The remote is several cuts above average. Its silver face matches the player, and the black lettering on its white buttons is highly legible. Better yet, the buttons are well laid out, and there is even a small thumb-operated joystick. If only the buttons glowed in the dark . . . . The remote duplicates the front panel's controls and adds such perks as slow motion, subtitle-language selection, and three bookmarks. It also lets you engage Spatializer N-2-2 virtual surround sound for listening through just two speakers, 2X scan with normal-pitch audio (great for watching boring movies in half the time), A-B repeat, 2X and 4X picture zoom, and a digest function that simultaneously shows the beginnings of nine chapters.

An interesting feature that will make video purists shriek is Screen Fit, which expands the picture so that a widescreen movie fills a standard 4:3 aspect ratio screen. Overall, the feature set is surprisingly good for a $230 player.

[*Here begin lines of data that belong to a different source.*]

PR #4498, opened 2026-08-11
feat: DeepSeek-V4-Flash-0731, GLM-5.2-NVFP4 and Kimi-K2.7-Code for provider Hetzner

Manaf941:
## Summary

Adds three models to the experimental Hetzner Inference API catalog:

- `DeepSeek-V4-Flash-0731` with a 512,000-token context window and text input
- `GLM-5.2-NVFP4` with a 512,000-token context window and text input
- `Kimi-K2.7-Code` with a 262,144-token context window and text/image input

Hetzner documents the available model IDs, context lengths, modalities, OpenAI-compatible endpoint, and free experimental pricing at https://experiments.hetzner.com/docs/inference.

## Reasoning options

Hetzner currently does not document reasoning controls, so the request behavior was verified directly against its OpenAI-compatible chat-completions endpoint. The API validates `reasoning_effort` and reports the accepted API-wide values as `none`, `minimal`, `low`, `medium`, `high`, `xhigh`, and `max`.

For `DeepSeek-V4-Flash-0731`, live requests confirmed that `none` disables reasoning and `max` enables a returned reasoning trace. The catalog exposes the model-effective levels `none`, `low`, `high`, and `max`; a separate toggle is intentionally omitted because `thinking.type` was ignored by Hetzner.

For `GLM-5.2-NVFP4`, live requests likewise confirmed that `none` disables reasoning and `max` enables it. The catalog exposes the effective levels `none`, `high`, and `max`; upstream aliases that collapse to those levels are omitted.

For `Kimi-K2.7-Code`, both `none` and `max` still returned reasoning, so it remains `reasoning_options = []` to represent always-on reasoning with no effective caller control.

## Validation

- `bun validate`
- Live `/models` response confirmed all model IDs and context lengths
- Live chat-completions requests verified the reasoning behavior described above

### DIFF
--- a/providers/hetzner/models/DeepSeek-V4-Flash-0731.toml
+++ b/providers/hetzner/models/DeepSeek-V4-Flash-0731.toml
@@ -1,0 +1,11 @@
+base_model = "deepseek/deepseek-v4-flash-0731"
+reasoning_options = []
+status = "beta"
+
+[cost]
+input = 0
+output = 0
+cache_read = 0
+
+[limit]
+context = 512_000
--- a/providers/hetzner/models/DeepSeek-V4-Flash-0731.toml
+++ b/providers/hetzner/models/DeepSeek-V4-Flash-0731.toml
@@ -1,5 +1,5 @@
 base_model = "deepseek/deepseek-v4-flash-0731"
-reasoning_options = []
+reasoning_options = [{ type = "effort", values = ["none", "low", "high", "max"] }]
 status = "beta"
 
 [cost]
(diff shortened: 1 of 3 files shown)


Manaf941:
`reasoning_options` = none for glm and deepseek was tested against the endpoint and it doesn't return any reasoning traces
```sh
curl -sS "https://inference.hetzner.com/api/v1/chat/completions" -H "Authorization: Bearer [token]" -H "Content-Type: application/json" -d '{"model":"DeepSeek-V4-Flash-0731","messages":[{"role":"user","content":"What is the square root of 129871287331"}],"reasoning_effort":"none"}' | jq
```

Regarding pricing, hetzner docs says:
> **Can I use the Inference API for free?**
As long as the Inference API remains in experimental status, it is free of charge. Should this status change, we will notify you in advance via email with detailed information.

Installation was a snap. I connected the player's optical digital and analog audio outputs to my receiver and its component-video output to my TV. The onscreen setup menu is very clean and was easier to use than those of some high-price players. A Display button calls up a tidy onscreen readout of the title number, chapter/track numbers, elapsed time, soundtrack type, subtitle language, and volume setting.


     

To check out the player's video performance, I turned to the DVD of The Five Senses (New Line), an independent Canadian film with a plot that explores the realms of sight, sound, taste, smell, and touch. The film's clever use of sensory input begins in Chapter 1 as a woman steps from a sensory-deprivation tank and sits on a bed, its white sheets inviting in the softly lit room with its warm, muted colors. In a darkened room in Chapter 2, a fish tank is softly illuminated from below and from a window beyond as silver fish swim in the cloudy water. The DVD-M301 displayed these tricky shots without any obvious artifacts, but its MPEG-2 decoding, or video digital-to-analog (D/A) conversion, produced images that didn't seem to be quite as crisp as those I've seen from the best players.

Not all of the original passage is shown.